Problem – Determine the number of lines in the data that contain "latest". Answer with that number only.

[Saved data entries]
* * *

Issue #208, opened 2018-11-07
SAR to set remove_seen flag later


loomlike:
Would be nice if I can set remove_seen flag later too (or pass as an arg for predict / recommend).
remove_seen affects only at prediction / recommendation phase, which does filter out items when generating the results.

I wanted to test both including vs. excluding seen-items results, and had to re-train the model just for that because the current implementation we cannot change it after the model initialization.

miguelgfierro:
@loomlike is this still needed?

FYI @gramhagen

gramhagen:
I recommend keeping it in init, the latest update to sar single node removes seen items during fit (since the final score is already calculated there). and we stay consistent with als for better or worse.

anargyri:
> I recommend keeping it in init, the latest update to sar single node removes seen items during fit (since the final score is already calculated there). and we stay consistent with als for better or worse.

I wouldn't be worried so much about being consistent with ALS. It seems to go against the single responsibility principle if you specify this flag during training. I would think more about what are possible scenarios in practice. For example, maybe I want to test the same model both using recommendations that include seen items and recommendations that don't (I don't know a priori which of the two my customers will prefer).

loomlike:
+1 to @anargyri's point. Does remove_seen flag affect heavily on the training time?

Alternatively, a user can use predict() by feeding all user-item pairs as the test df, where the user can remove seen_items when preparing the df.

gramhagen:
I believe a more flexible implementation than what is done currently would only compute the user-item affinity and item-item similarity matrices as part of the fit method. The recommend method could be responsible for taking a subset of the user-item affinity for the test users and doing the matrix multiplication with item-item similarity and ranking for recommendation. At that point you could specify whether to remove seen items which could have been recorded during training or derived from the user-affinity matrix. Or as @loomlike suggests, provide the specific user-item pairs for calculation which would just be the dot product of one user vector and one item similarity column. It should also be easier to distribute the predict / recommendation calculation with this approach.

gramhagen:
this has been addressed by #617

PR #617, opened 2019-03-06
Gramhagen/sar move remove seen

gramhagen:
### Description
Improvements to SAR Single Node implementation, this does not compute the full matrix multiplication during fit, just the user affinity and item similarity matrices (as well as keeping track of items seen during training).
The computation of the scores happens in a new score method, which is leveraged by predict and recommend_k_items. In the latter case the remove_seen flag can be used to remove items seen during training (this flag is removed from the constructor)

This tries harder to ensure the datatypes of the matrices match what is used as input (for both simplicity in evaluating / joining results afterwards and maintaining numerical precision for reduced memory use)

Additionally a small simplification of the exponential decay function (and corresponding formula in the deep dive notebook) were made.

The two notebooks were also cleaned up a bit to remove unnecessary arguments in favor of defaults, and to add the title column to help demonstrate results.

### Related Issues
#208

### Checklist:

- [X] I have added tests.

### DIFF
--- a/notebooks/00_quick_start/sar_movielens.ipynb
+++ b/notebooks/00_quick_start/sar_movielens.ipynb
@@ -264,8 +264,11 @@
     "                    format='%(asctime)s %(levelname)-8s %(message)s')\n",
     "\n",
     "model = SARSingleNode(\n",
-    "    remove_seen=True, similarity_type=\"jaccard\", \n",
-    "    time_decay_coefficient=30, time_now=None, timedecay_formula=True, **header\n",
+    "    similarity_type=\"jaccard\", \n",
+    "    time_decay_coefficient=30, \n",
+    "    time_now=None, \n",
+    "    timedecay_formula=True, \n",
+    "    **header\n",
     ")"
    ]
   },
@@ -345,7 +348,7 @@
    "source": [
     "start_time = time.time()\n",
     "\n",
-    "top_k = model.recommend_k_items(test)\n",
+    "top_k = model.recommend_k_items(test, remove_seen=True)\n",
     "\n",
     "test_time = time.time() - start_time\n",
     "print(\"Took {} seconds for prediction.\".format(test_time))\n",
@@ -433,7 +436,7 @@
       ]
      },
      "metadata": {},
-     "output_type": "display_data"
+     "output_type": "execute_result"
     }
    ],
    "source": [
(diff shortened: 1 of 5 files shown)


notebooks/00_quick_start/sar_movielens.ipynb
```diff
@@ -59,9 +59,7 @@
     "import sys\n",
```
miguelgfierro: <p>oh I didn't understand how by removing the columns you would get `UserId MovieId Rating Timestamp` since they are not the default columns. I think you didn't rerun the notebook, right?</p>

 _Reply via <a href='https://app.reviewnb.com/Microsoft/Recommenders/pull/617/discussion/'>ReviewNB</a>_ <div id='ReviewNBCommentContext-DoNotDelete' style='display:none' data-state='OPEN' data-cellIndex='6'/>

miguelgfierro: <p>I guess removing the columns is cleaner, but I'm not sure if people will get confused when the input column names are not the default ones, maybe we should indicate it somehow, not sure if in the comments or put the columns names back. </p>

 _Reply via <a href='https://app.reviewnb.com/Microsoft/Recommenders/pull/617/discussion/'>ReviewNB</a>_ <div id='ReviewNBCommentContext-DoNotDelete' style='display:none' data-state='OPEN' data-cellIndex='7'/>

miguelgfierro: <p>yeah, here same comment as before.</p>

 _Reply via <a href='https://app.reviewnb.com/Microsoft/Recommenders/pull/617/discussion/'>ReviewNB</a>_ <div id='ReviewNBCommentContext-DoNotDelete' style='display:none' data-state='OPEN' data-cellIndex='18'/>

notebooks/02_model/sar_deep_dive.ipynb
```diff
@@ -70,9 +70,9 @@
     "\n",
```
miguelgfierro: <p>this is nice</p>

 _Reply via <a href='https://app.reviewnb.com/Microsoft/Recommenders/pull/617/discussion/'>ReviewNB</a>_ <div id='ReviewNBCommentContext-DoNotDelete' style='display:none' data-state='OPEN' data-cellIndex='17'/>

miguelgfierro: <p>mmm why are we getting this variability in the result? SAR is a deterministic algo, we should get the same results</p>

 _Reply via <a href='https://app.reviewnb.com/Microsoft/Recommenders/pull/617/discussion/'>ReviewNB</a>_ <div id='ReviewNBCommentContext-DoNotDelete' style='display:none' data-state='OPEN' data-cellIndex='20'/>

reco_utils/recommender/sar/sar_singlenode.py
```diff
@@ -208,97 +200,116 @@ def fit(self, df):
...
+        Args:
+            test (pd.DataFrame): user to test
+            top_k (int): number of top items to recommend
+            sort_top_k (bool): flag to sort top k results
+            remove_seen (bool): flag to remove items seen in training from recommendation
+        Returns:
+            pd.DataFrame: top k recommendation items for each user
+        """
+
+        k = min(top_k, self.n_items)
```
miguelgfierro: Maybe here we should have a warning in case num_items < k, so the user is aware that the k is modified

notebooks/00_quick_start/sar_movielens.ipynb
gramhagen: yes, my bad. fixing that

gramhagen: now the columns should be the default ones, (at least in terms of reco_utils.common.constants defaults). I felt that in the quickstart version, the less additional pieces that don't have material impact on the algorithm the better.

notebooks/02_model/sar_deep_dive.ipynb
gramhagen: this was driving me crazy, i checked the results against staging and master and they were both the same as what I'm getting now (but different than what the notebook had previously). After some digging I discovered two things
1. Including the title_col parameter perturbs the dataset due to a join of the title information
2. <i>someone</i> presumably after contemplating the Answer to the Ultimate Question of Life, the Universe, and Everything changed the default seed in python_random_split from 123 to 42.
Removing both the title and the using seed 123 I confirm I get the same results as before, however I'd prefer to just update them to the new values as they are here.

miguelgfierro: oh man sorry, it was me, yeah I changed the seed, makes sense to have the values with 42

notebooks/00_quick_start/sar_movielens.ipynb
miguelgfierro: yeah, that's reasonable.

PR #619, opened 2019-03-06
Jeremr criteo dataloader addition

miguelgfierro:
### Description

Support of Jeremy's work.

* Added general spark loader
* Added tests
* Added sample dataset

Please be aware that this PR is targeting Jeremy's branch, not staging

### Checklist:

- [ ] I have added tests.


reco_utils/dataset/criteo_dac.py
```diff
@@ -20,9 +14,18 @@
...
+
+CRITEO_URL_FULL = "https://s3-eu-west-1.amazonaws.com/kaggle-display-advertising-challenge-dataset/dac.tar.gz"
+CRITEO_URL_SAMPLE = "http://labs.criteo.com/wp-content/uploads/2015/04/dac_sample.tar.gz"
+
+
 def load_spark_df(
     spark,
-    type='train',
+    size="sample",
+    type="train",
```
miguelgfierro: hey @jreynolds01 a question here, do we really need to give the option for getting the test set if it doesn't have labels? If we can remove this, the code will be simpler

reco_utils/dataset/criteo_dac.py
```diff
@@ -110,34 +117,64 @@ def _get_schema(include_label=True):
...
-    _clean_up(local_cache_path)
+    #train_file = os.path.join(extracted_dir,'train.txt')
+    #test_file = os.path.join(extracted_dir,'test.txt')
+    
+    remove_filepath(local_cache_path)
 
     # Make sure a temporal data file get cleaned up when done
-    atexit.register(_clean_up, train_file)
-    atexit.register(_clean_up, test_file)
+    #atexit.register(remove_filepath, train_file)
```
miguelgfierro: do we need this?

reco_utils/dataset/criteo_dac.py
```diff
@@ -110,34 +117,64 @@ def _get_schema(include_label=True):
...
+
+
+def _load_datafile(size, local_cache_path="dac.tar.gz", dbutils=None):
     """ Download and extract file """
 
     path, filename = os.path.split(os.path.realpath(local_cache_path))
 
     # Make sure the temporal tar file gets cleaned up no matter what
-    atexit.register(_clean_up, local_cache_path)
+    atexit.register(remove_filepath, local_cache_path)
```
miguelgfierro: I'm thinking that we should rethink of having this optional, in both criteo and movielens. Right now we are using maybe_download, but we are always erasing the data

reco_utils/dataset/criteo_dac.py
```diff
@@ -110,34 +117,64 @@ def _get_schema(include_label=True):
...
+
+  """
+  url = {
+    "full": CRITEO_URL_FULL,
+    "sample": CRITEO_URL_SAMPLE
+  }
+  return url[size]
+
+
+def download_criteo(size="full", filename="dac.tar.gz", work_directory="."):
```
miguelgfierro: FYI @loomlike, please take a look at the way we are splitting the code to follow single responsibility. I think this can be also done in movielens.py

reco_utils/dataset/url_utils.py
```diff
@@ -53,3 +53,15 @@ def maybe_download(url, filename, work_directory=".", expected_bytes=None):
 
     return filepath
 
+
```
miguelgfierro: not sure if we should rename this file from url_utils to download_utils... any preference here?

reco_utils/dataset/criteo_dac.py
loomlike: good point. can we utilize tmp folder so that even the user forget to remove later, os automatically cleans up?

reco_utils/dataset/criteo_dac.py
loomlike: I think this could be a good discussion point... currently to use the identical train and test split to other notebooks (which is needed for benchmarking/comparison), we use the same seed for splitter. If we support that from dataloader level, users don't need to worry about checking seed from the other notebooks.

Some datasets may have pre-split train and test sets in their files, but not sure if we want to give that back though.

miguelgfierro: the issue with this test set is that we don't have the labels (correct me Jeremy if I'm wrong), so not sure in which situation we will use this in our repo

reco_utils/dataset/url_utils.py
loomlike: maybe better name to include 'upload', etc. network related utils together? or will that be too broad?

Btw, can we move tqdm to other utils? it is general function to show any progress bars, right? we can even use it for showing model training or evaluation status, not just for downloading status.

reco_utils/dataset/criteo_dac.py
```diff
@@ -110,34 +117,64 @@ def _get_schema(include_label=True):
   return schema
 
 
-def _load_datafile(local_cache_path="dac.tar.gz", dbutils=None):
+def criteo_urls(size):
```
gramhagen: i would drop this method in favor of storing the dict at the top of the file

reco_utils/dataset/criteo_dac.py
```diff
@@ -110,34 +117,64 @@ def _get_schema(include_label=True):
...
-    atexit.register(_clean_up, local_cache_path)
+    atexit.register(remove_filepath, local_cache_path)
 
     ## download if it doesn't already exist locally
-    maybe_download(
-          "https://s3-eu-west-1.amazonaws.com/kaggle-display-advertising-challenge-dataset/dac.tar.gz",
-          filename,
-          work_directory=path,
-    )
+    download_criteo(size, filename, path)
```
gramhagen: why is there an intermediate method here?

reco_utils/dataset/criteo_dac.py
miguelgfierro: ok, I'll assume for now that we are not using the test part for simplicity. In the future, we can change this if needed

reco_utils/dataset/criteo_dac.py
miguelgfierro: done in the next commit

loomlike:
@miguelgfierro I guess you merged staging under detached head status or something... since this PR now has 201 commits and 58 file changed

reco_utils/dataset/criteo_dac.py
miguelgfierro: in some cases, people would just want to download criteo, there was a person asking for this method in movielens as well

PR #13, opened 2020-01-03
Project structure re-organization

### LINKED ISSUE #11: Create a setup.py
...as noted in #5

wasade:
This pull request fixes #11. Completion of this issue required a reorganization of the project structure, placing modules within a common package. 

It is now possible use `setup.py` to install this package. An example of this is in the readme. Manual modification of `PYTHONPATH` is no longer necessary. 

A few notes:

- all imports were updated that I could find, including the `operationId` entries in the openapi
- the Flask server appears to start, and swagger UI seems to be there
- LEGACY was moved as we're still pretty coupled to the locale structures at the moment
- configuration was moved out of legacy as it's pretty light, and we need something like that anyway
- `versioneer` was used to keep in line with project management flow of QIIME 2
- the package name is long, which is not ideal, but we can refactor in the future if that becomes annoying. Alternatively, we could look to standardize on a short name, for example `import microsetta_private_api as mpa`

Heads up:

- the `versioneer.py` script included here *DOES NOT* need to be reviewed. That package requires the `.py` at the top level with `setup.py`
- the `_version.py` script within `microsetta_private_api` *DOES NOT* need to be reviewed. This is autogenerated by `versioneer`. 

On an aside, I set the `author` and `author_email` entries to me. @AmandaBirmingham and @dhakim87, please let me know if this is a concern or if a change is desired. I don't believe multiple entries can be specified there, and the use of these fields (as I understand it) is I believe for the first point-of-contact.


microsetta_private_api/server.py
```diff
@@ -16,13 +16,11 @@
...
-    app.add_api('microsetta_private_api.yaml')
+    app.add_api('api/microsetta_private_api.yaml')
 
     # Set default json encoder
     # Note: app.app is the actual Flask application instance, so any Flask
     # settings have to be set there.
     app.app.json_encoder = JsonifyDefaultEncoder
 
-    app.app.template_folder = "../templates"
-    app.app.static_folder = "../static"
```
AmandaBirmingham: Just checking my understanding: these lines were removed because they are no longer needed because the templates and static directories are now in whatever default location flask expects for them?

setup.cfg
```diff
@@ -0,0 +1,7 @@
+[versioneer]
+VCS = git
+style = pep440
+versionfile_source = microsetta_private_api/_version.py
+versionfile_build = microsetta_private_api/_version.py
+tag_prefix =
+parentdir_prefix = microsetta-priavte-api-
```
AmandaBirmingham: Whoops, typo! "microsetta-priavte-api-" should be "microsetta-private-api-"

microsetta_private_api/server.py
wasade: That is correct as I understand it. It looks like the flask app constructor has `templates` and `static` as the default paths

setup.cfg
wasade: Fixed, thanks!!

microsetta_private_api/server.py
dhakim87: As far as I can tell, those paths are relative to the server.py file itself, which is why it needed the ../ before.  Just checked it locally and it's able to find these paths correctly.  Looks good.

PR #14, opened 2020-01-03
BLD: initial travis configuration

### LINKED ISSUE #5: Setup Travis CI
It would be pleasant to have continuous integration setup to automatically trigger unit tests and other code base checks on pull requests

### LINKED ISSUE #12: Establish pip / conda requirements files
As noted in #5...

wasade:
Let's see how this works. Once this configuration passes, we can hook up a test runner which will make the use of travis a bit more interesting :) 

Fixes #5 
Fixes #12


wasade:
Any issues with merging this?

.travis.yml
```diff
@@ -0,0 +1,35 @@
...
+  - linux
+  - os
+
+env:
+  - CONDA_PY=3.8
+  - CONDA_PY=3.7
+  - CONDA_PY=3.6
+
+addons:
+  postgresql: "9.5"
```
AmandaBirmingham: Remedial question: Does this limit usage to postgresql 9.5? I'm using postgresql 12 ...

microsetta_private_api/api/implementation.py
```diff
@@ -21,19 +24,16 @@
 from microsetta_private_api.repo.sample_repo import SampleRepo
 
 from microsetta_private_api.model.source import Source
-from microsetta_private_api.model.survey_template import SurveyTemplate
-from microsetta_private_api.model.mock_jinja import MockJinja
```
AmandaBirmingham: AFAIcan tell, this (unused) import was the only usage of the MockJinja class (and thus the mock_jinja.py file in model).  Should we remove that file?

Also, I understand that SurveyTemplate isn't being used yet, but it definitely will be ... I suppose Dan can just add it back then.

.travis.yml
wasade: It's what we have been using for AG. If the database works as is with postgres 12, then I'd say we use this as an opportunity to update

microsetta_private_api/api/implementation.py
wasade: If it'll be used then we should keep it :)

dhakim87: I used the MockJinja objects to test display of forms in the Jinja framework.  It's a mock object that should never be used on a live server, but it's helpful for testing changes in the consent doc.  It should exist at the same level as any unit test packages we add in the future.

wasade: okay cool. Not deleting it, just removing the import because it was not actively being used in that module.

.travis.yml
```diff
@@ -0,0 +1,35 @@
+sudo: false
+os:
+  - linux
+  - os
```
dhakim87: os or osx?

wasade:
@dhakim87 good to merge?

AmandaBirmingham:
@dhakim87 says ok.  Merging.

PR #17, opened 2020-01-04
Consent schema fix, authorization token mocking example

AmandaBirmingham:
This PR 
1) Fixes (I think!) the schema validation failures for the example sources provided (this required rejiggering both the source schemas and the source examples) ... jsonschema additionalProperties is a harsh mistress.
2) makes the token validation function always use a hardcoded dummy token, no matter what is actually passed in via the authentication: bearer header.  This is obviously not going to be this way forever, but for now it allows us to use curl to make requests that looks structurally like those that would result from oauth2 authentication even though we have no source for valid oauth2-generated tokens.


wasade:
Thanks, @AmandaBirmingham! I think this is good, didn't see anything on review

PR #22, opened 2020-01-07
Updated style for classmethod vs staticmethod

### LINKED ISSUE #4: classmethod or staticmethod?
[`AccountRepo._account_to_row`](https://github.com/biocore/microsetta-private-api/blob/52798b9823332114aa98b20a939cabdbbbdc1527/repo/account_repo.py#L21) and its inverse are currently decorated with `classmethod`, however these appear to instead be `staticmethod`s. Should these be changed?

dhakim87:
Resolves #4   

This is almost entirely stylistic, but it can't hurt to define a particular style.  

Factory methods will use @classmethod, and will use the cls parameter for object construction, allowing for subclasses to use these methods (so long as their __init__ parameter lists match).  Honestly if we are subclassing classes with factory methods, we are probably going to have a bad time anyway, so this shouldn't come up often.  

Utility methods (that don't require a class instance, but should be associated with a class for namespacing purposes) will use @staticmethod

### DIFF
--- a/microsetta_private_api/model/sample.py
+++ b/microsetta_private_api/model/sample.py
@@ -25,4 +25,4 @@ class Sample:
         # NB a sample may NOT have date and time collected if it has been sent out but not yet used
         if date_collected is not None and time_collected is not None:
             datetime_collected = datetime.combine(date_collected, time_collected)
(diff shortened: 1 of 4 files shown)


wasade:
:+1:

* * *

Response – 2